Resource payloads: each record ships the resources the system must consume. Glossary records supply a glossary entry (required term plus forbidden synonyms). Exact-TM records supply a 100% match whose reuse is required. Fuzzy-TM records supply an 85% match whose target holds a stale term; copying it is the error. Conflict records supply a glossary entry and a 100% TM match that disagree; the glossary must win.
Splits: ~10/70/20, stratified by resource profile, partitioned by item_id.

Dataset-quality checks

Two checks are run on the dataset itself before release. They validate the benchmark, not any particular MT system.

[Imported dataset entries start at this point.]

PR #415, opened 2025-02-10
Add DFAM controller

chrisib:
Adds a new script inspired by the Midi Adapter For DFAM (MAFD). Allows a DFAM-user to play sequences that aren't limited to 8 steps, a reset button, a patchable reset input and an advance button that can be used while the module is playing.

### DIFF
--- a/software/contrib/README.md
+++ b/software/contrib/README.md
@@ -100,6 +100,16 @@ A loopable random gate sequencer based on a binary tree.  Inspired by the Robaux
 <i>Author: [chrisib](https://github.com/chrisib)</i>
 <br><i>Labels: sequencer, gates, triggers, randomness</i>
 
+### DFAM Controller \[ [documentation](/software/contrib/dfam.md) | [script](/software/contrib/dfam.md) \]
+
+A trigger sequencer designed to interact with the [Moog DFAM](https://www.moogmusic.com/products/dfam-drummer-another-mother).
+Allows DFAM to play sequences of different lengths and adds a reset button & patch point.
+
+Inspired by the [Sonoclast MAFD](https://sonoclast.com/products/mafd/).
+
+<i>Author: [chrisib](https://github.com/chrisib)</i>
+<br><i>Labels: trigger, dfam</i>
+
 ### Egressus Melodium \[ [documentation](/software/contrib/egressus_melodiam.md) | [script](/software/contrib/egressus_melodiam.py) \]
 
 Clockable and free-running LFO and random CV pattern generator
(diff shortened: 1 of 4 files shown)


noisehoho:
Well done!
The entire script is much more efficient than mine.
Perhaps you can add a random step after X8 .

chrisib:
> Well done! The entire script is much more efficient than mine. 

Haha, thanks! glad you like it!

> Perhaps you can add a random step after x7 .

Hm, maybe. I do like having 1 and 7 and the extreme ends, since that gives you some nice tactile feedback for the default forwards & reverse positions (7 is equivalent to -1, so it'll just step backwards though the sequencer).  But given the default length control is in the middle, having the tactile feedback probably isn't _that_ important...

noisehoho:
I tested your dfam script many times (mainly at x7). Occasionally (4-5 minutes),there may be missing steps. And I always use a 50% square wave Is everything okay with yours? What could be the possible reason?

chrisib:
Clarifying question:
Is EuroPi not detecting the input signal, and therefore not outputting a trigger to DFAM, or is EuroPi properly detecting the incoming clock and DFAM isn't responding to the trigger output by EuroPi?

chrisib:
The easiest way to check would probably be to verify that the LEDs on DFAM stay synchronized with the circles drawn on EuroPi. If they stay synchronized then EuroPi is probably skipping incoming clocks. If DFAM is a step or two behind EuroPi it's probably because DFAM isn't properly handling the output from EuroPi.

noisehoho:
If the settings of k1 and k2 make the last step of the sequence the same as the first step, it will result in the last step not being trig. In this case, an additional+8 pulse is required

chrisib:
I just realized my trigger duration was `0.0001` instead of `0.001`, so that's likely part of it. Increasing the trigger duration to the (intended) 1/1000th of a second seems to fix some of the desynchronization issues.

I've also gone back to allowing only 1-8 steps, instead of 1-15 of the EuroPi part of the sequencer. This simplifies the math somewhat and reverts to having tactile feedback for full-length sequences, which I really like. Being able to performatively switch to a shorter sequence and then crank the knob back to get to full-length feels "right" to me.

Please grab the new version of the program and see if it's still causing the issues you described and let me know if this has solved them!

noisehoho:
Same issues. when (k1 * k2) % 8 == k2  .Like 5x2 3x4 5x4 7x4 5x6 .If last step is the same as the first step .

chrisib:
Aha! thanks for providing the specific settings needed to reproduce the error. That's very helpful, indeed.

I just tested with the latest changes, and it seems like the len 5/step 4 case is working correctly now. It's late so I'll test more tomorrow. But hopefully this should fix the problem for you.

noisehoho:
Wow, everything is fine now .And I tried using cv1 to run/stop, another signal to dfams trig in (gate from m32 or another copy of cv1) can have more fun, while making fast switching incredibly clean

Discrimination check (K1): can the dataset separate systems that follow the supplied resources from systems that do not? Contrasting baseline systems are scored with the real scoring script, and the damaging baselines must come out significantly worse (paired bootstrap, p-value below 0.05 - that is, the gap is too large to be chance).
False-positive check (K2): does the scoring script ever flag a correct human translation as an error? The released references and legal variants of them are rescored; the target is 0%.

Check	Result
Discrimination (K1)	PASS - resource-ignoring baselines score 0% where a resource-aware system scores 100%, separated on 6 of 6 error categories (paired bootstrap p-value below 0.05); targeted violators (a glossary violator at 70.6%, a fuzzy-match copier at 76.5%) are caught on their target categories. The baselines are simulated corruption operators scored with the real scoring script.
False positives (K2)	PASS - 0.0% flips over 13,770 legal variants
Reference self-check	4,590/4,590 - every released reference passes the scoring script
Croissant 1.0	`croissant.json`, mlcroissant-validated

Reproducibility

The build is deterministic and seeded; rebuilding produces a bit-identical package, and checksums.sha256 (shipped in the archive) verifies a download. The glossary terms come from public CLDR, but the TM sentences are shared with D1 and largely withheld, so the open layer alone does not regenerate the test and hidden splits.

The scoring script and the full build pipeline are open-source at https://github.com/Prompsit/prompsit-mdc - the dataset content itself is distributed here on MDC.

Scope boundaries

Term adherence is checked as an exact surface match of the prescribed term (ref_term).
The term sits in a neutral [...] slot of a human-translated sentence; the surrounding prose is not scored.
The baselines are simulated corruption operators; results from a live MT engine that consumes the resources are not included in this package.